#### [Task brief]
Among the entries that follow, some lines contain the word "killed". Show all of them.

[Data in this exercise]

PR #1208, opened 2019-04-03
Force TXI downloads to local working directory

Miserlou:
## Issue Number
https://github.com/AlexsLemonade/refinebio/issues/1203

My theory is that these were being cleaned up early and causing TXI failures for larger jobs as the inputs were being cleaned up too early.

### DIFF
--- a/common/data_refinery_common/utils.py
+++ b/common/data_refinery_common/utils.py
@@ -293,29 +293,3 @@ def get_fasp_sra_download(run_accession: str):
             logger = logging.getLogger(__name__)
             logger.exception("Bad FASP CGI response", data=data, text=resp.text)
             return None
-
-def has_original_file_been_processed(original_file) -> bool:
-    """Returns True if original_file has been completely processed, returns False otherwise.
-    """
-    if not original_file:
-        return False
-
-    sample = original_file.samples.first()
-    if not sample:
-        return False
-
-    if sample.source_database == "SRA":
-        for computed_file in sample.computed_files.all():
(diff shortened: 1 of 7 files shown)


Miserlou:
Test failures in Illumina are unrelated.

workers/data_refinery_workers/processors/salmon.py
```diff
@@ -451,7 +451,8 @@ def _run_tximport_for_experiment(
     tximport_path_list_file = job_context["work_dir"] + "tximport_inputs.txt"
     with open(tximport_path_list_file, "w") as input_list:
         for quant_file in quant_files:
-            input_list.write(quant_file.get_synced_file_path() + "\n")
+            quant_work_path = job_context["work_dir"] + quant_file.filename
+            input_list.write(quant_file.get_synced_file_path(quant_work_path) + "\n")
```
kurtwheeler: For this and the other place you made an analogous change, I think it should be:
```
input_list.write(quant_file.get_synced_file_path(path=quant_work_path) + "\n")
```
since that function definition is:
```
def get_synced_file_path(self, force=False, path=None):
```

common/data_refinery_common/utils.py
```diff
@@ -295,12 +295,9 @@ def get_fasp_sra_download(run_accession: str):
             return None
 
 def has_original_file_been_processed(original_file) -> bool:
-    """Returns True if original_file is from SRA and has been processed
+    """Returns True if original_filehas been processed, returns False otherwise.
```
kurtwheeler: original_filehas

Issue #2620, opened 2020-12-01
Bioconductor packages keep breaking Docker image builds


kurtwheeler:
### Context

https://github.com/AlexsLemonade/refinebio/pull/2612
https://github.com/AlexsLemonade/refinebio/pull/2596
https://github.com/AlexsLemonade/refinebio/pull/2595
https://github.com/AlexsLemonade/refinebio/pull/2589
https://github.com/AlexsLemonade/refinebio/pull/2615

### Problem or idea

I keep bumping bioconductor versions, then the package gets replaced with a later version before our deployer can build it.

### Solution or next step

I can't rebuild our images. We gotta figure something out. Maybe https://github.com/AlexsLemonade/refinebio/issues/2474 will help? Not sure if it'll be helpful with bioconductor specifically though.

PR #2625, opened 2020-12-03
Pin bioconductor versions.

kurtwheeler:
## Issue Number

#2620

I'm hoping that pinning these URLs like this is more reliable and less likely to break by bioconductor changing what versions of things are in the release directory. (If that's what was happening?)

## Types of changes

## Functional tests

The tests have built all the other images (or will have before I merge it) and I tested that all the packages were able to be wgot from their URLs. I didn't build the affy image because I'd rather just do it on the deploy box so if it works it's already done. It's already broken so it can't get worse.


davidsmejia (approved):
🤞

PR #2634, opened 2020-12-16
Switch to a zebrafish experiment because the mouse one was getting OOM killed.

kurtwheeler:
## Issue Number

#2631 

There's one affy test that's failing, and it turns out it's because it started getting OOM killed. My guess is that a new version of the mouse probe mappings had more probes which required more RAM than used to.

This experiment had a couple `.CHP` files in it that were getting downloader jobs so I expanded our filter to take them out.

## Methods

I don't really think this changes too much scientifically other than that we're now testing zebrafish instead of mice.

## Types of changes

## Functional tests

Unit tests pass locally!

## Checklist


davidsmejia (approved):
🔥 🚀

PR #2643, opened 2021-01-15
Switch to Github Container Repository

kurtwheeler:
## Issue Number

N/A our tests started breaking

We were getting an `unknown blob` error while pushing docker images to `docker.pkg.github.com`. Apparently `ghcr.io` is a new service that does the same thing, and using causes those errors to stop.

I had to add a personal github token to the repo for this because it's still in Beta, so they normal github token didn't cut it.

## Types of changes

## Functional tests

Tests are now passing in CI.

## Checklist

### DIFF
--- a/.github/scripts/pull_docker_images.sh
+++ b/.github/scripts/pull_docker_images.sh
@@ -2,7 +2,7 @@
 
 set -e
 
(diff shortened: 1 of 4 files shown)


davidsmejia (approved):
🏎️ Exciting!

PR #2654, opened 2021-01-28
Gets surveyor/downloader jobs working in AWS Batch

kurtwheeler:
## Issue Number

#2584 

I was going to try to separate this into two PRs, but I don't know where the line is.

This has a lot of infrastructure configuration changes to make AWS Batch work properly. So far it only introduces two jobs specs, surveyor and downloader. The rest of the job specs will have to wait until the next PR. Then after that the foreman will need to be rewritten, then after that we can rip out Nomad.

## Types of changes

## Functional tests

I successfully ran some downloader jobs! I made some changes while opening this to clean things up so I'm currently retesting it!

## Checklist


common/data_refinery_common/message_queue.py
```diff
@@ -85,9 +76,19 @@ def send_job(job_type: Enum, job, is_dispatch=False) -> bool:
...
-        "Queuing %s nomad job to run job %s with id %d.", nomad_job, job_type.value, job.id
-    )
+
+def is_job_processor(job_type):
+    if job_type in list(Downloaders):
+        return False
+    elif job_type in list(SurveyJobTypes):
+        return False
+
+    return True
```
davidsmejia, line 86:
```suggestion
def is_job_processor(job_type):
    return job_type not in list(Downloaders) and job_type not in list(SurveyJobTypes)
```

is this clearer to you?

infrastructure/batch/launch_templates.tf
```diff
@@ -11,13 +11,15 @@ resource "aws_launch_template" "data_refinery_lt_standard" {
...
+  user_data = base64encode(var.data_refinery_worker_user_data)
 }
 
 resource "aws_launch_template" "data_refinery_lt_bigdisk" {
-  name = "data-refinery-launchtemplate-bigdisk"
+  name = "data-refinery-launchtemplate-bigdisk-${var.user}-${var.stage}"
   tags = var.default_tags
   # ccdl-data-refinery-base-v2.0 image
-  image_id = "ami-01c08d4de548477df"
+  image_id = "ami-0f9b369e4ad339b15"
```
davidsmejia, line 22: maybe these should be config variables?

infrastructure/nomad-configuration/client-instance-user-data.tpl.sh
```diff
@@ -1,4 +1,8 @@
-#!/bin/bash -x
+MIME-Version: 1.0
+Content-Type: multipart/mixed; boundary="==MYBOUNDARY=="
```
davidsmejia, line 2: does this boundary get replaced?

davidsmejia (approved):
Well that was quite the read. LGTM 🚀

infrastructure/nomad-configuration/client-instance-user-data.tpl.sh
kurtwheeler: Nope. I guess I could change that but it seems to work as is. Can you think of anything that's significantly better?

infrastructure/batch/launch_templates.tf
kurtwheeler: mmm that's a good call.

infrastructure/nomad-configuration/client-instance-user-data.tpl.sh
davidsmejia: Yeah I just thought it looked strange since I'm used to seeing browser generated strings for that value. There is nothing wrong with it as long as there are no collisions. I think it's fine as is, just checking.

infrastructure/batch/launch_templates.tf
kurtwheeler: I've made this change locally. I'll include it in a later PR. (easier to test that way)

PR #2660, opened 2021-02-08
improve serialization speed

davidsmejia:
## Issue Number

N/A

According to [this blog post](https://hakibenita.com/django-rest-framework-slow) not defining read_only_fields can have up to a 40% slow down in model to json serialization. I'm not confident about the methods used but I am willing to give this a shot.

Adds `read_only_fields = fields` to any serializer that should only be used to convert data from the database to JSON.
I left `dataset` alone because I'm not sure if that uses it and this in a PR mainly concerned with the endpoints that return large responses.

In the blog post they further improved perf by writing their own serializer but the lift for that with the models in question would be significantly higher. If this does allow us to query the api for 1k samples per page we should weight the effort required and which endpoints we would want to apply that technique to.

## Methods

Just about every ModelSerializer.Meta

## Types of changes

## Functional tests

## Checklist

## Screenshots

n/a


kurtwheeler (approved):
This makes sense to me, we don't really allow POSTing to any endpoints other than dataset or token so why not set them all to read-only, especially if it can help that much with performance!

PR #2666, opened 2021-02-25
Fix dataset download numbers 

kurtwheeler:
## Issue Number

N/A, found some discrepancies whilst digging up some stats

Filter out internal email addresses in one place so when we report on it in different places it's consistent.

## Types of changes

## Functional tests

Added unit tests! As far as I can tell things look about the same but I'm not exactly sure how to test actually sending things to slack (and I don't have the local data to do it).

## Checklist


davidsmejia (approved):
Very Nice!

[/Data in this exercise]

#### [Task response]
Switch to a zebrafish experiment because the mouse one was getting OOM killed.
There's one affy test that's failing, and it turns out it's because it started getting OOM killed. My guess is that a new version of the mouse probe mappings had more probes which required more RAM than used to.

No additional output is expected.